Problem description - In the entries that follow, find the line containing "Issue #1803, opened 2025-12-03"; from there, copy every line exactly through the line containing "## Description".

Provided records -
==*==

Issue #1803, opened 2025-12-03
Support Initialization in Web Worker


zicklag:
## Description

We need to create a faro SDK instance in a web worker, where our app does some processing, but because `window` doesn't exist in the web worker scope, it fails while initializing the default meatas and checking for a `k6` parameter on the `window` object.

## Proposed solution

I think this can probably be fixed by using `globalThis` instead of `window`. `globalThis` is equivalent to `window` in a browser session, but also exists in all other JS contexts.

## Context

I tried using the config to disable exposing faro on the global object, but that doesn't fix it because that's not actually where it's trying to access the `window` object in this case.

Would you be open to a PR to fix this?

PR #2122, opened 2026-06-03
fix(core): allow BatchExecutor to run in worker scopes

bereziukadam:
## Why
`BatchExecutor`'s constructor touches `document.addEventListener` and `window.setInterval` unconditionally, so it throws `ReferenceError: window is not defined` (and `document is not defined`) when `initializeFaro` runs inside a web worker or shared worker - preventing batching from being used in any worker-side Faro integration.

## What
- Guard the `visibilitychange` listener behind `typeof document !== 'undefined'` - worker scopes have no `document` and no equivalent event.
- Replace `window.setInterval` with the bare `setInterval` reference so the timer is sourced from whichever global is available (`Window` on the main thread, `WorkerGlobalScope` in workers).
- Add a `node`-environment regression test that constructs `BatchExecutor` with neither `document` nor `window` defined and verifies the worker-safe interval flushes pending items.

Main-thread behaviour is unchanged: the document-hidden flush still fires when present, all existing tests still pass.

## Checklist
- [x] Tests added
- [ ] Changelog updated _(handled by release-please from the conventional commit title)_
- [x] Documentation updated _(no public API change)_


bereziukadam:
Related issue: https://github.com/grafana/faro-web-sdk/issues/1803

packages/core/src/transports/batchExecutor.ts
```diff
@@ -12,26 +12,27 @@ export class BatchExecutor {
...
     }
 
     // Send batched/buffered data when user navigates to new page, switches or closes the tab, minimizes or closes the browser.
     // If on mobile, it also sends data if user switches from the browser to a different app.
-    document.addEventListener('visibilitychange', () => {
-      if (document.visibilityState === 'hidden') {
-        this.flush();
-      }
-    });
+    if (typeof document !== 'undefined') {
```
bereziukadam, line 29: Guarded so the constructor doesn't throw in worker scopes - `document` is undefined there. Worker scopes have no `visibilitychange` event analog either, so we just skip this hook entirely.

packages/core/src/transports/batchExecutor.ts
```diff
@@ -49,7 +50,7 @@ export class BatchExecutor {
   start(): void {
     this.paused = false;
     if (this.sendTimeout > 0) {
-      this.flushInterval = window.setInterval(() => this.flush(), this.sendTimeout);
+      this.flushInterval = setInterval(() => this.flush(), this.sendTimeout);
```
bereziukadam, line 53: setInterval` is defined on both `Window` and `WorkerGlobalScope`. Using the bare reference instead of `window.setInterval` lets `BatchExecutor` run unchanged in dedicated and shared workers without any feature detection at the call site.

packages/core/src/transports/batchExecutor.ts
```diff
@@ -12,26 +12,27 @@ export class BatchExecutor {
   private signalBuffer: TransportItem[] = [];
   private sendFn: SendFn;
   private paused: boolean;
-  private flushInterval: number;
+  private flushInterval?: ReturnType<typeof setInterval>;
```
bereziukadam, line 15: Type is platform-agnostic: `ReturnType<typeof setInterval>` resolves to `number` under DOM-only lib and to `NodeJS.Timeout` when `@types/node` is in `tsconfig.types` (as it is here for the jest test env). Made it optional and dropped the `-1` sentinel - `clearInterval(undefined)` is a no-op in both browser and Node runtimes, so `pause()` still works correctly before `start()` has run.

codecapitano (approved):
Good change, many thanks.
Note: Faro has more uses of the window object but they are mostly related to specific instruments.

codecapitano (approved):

==*==

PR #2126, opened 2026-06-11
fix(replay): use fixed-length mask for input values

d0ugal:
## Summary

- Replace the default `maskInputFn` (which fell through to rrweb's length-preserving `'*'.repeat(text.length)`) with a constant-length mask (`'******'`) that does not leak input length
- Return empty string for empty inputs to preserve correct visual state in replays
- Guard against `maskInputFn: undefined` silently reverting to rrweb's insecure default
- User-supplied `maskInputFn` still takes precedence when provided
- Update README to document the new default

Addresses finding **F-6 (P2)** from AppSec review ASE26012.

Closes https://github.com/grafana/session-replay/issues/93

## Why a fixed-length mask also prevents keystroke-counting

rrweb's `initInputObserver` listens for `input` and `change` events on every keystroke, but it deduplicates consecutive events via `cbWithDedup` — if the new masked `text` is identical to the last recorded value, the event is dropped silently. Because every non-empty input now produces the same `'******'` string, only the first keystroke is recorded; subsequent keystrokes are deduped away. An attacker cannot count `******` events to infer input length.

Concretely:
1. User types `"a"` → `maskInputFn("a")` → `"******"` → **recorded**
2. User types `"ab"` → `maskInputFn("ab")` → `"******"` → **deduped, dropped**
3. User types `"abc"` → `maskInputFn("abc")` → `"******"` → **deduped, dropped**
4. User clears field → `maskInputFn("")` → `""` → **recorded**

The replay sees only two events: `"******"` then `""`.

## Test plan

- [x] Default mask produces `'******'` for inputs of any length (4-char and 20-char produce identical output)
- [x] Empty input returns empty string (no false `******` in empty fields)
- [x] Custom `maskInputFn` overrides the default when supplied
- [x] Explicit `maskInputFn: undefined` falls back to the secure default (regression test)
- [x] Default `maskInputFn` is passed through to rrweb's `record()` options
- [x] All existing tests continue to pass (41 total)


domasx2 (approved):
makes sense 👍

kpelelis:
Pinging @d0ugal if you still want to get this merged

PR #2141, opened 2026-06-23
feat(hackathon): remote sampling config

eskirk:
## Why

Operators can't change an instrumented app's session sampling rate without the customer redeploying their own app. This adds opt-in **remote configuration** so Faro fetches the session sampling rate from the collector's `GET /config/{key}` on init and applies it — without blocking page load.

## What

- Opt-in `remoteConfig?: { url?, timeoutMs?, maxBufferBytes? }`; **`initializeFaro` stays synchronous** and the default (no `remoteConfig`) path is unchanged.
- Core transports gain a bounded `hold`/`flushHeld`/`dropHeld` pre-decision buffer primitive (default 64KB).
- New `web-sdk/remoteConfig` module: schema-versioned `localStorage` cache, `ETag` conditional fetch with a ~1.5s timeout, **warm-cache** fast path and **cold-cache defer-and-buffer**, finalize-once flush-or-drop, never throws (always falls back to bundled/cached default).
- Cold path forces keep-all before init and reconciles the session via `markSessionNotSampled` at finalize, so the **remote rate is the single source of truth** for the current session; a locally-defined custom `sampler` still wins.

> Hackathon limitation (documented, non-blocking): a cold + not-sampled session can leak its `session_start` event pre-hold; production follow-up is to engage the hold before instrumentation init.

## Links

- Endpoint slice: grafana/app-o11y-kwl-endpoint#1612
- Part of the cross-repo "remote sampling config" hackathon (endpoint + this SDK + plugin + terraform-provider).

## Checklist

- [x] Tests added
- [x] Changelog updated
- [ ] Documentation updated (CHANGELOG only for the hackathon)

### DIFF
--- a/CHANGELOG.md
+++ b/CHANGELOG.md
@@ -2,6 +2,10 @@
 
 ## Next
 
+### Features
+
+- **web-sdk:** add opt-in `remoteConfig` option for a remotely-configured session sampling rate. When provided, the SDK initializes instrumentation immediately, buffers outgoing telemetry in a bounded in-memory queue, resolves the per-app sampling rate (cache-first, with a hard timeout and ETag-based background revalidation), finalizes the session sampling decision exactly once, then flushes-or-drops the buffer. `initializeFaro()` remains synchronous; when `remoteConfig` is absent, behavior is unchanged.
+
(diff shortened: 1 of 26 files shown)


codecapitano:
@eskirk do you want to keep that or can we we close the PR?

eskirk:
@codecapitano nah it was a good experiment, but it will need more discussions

==*==

Output of the exercise -
Issue #1803, opened 2025-12-03
Support Initialization in Web Worker


zicklag:
## Description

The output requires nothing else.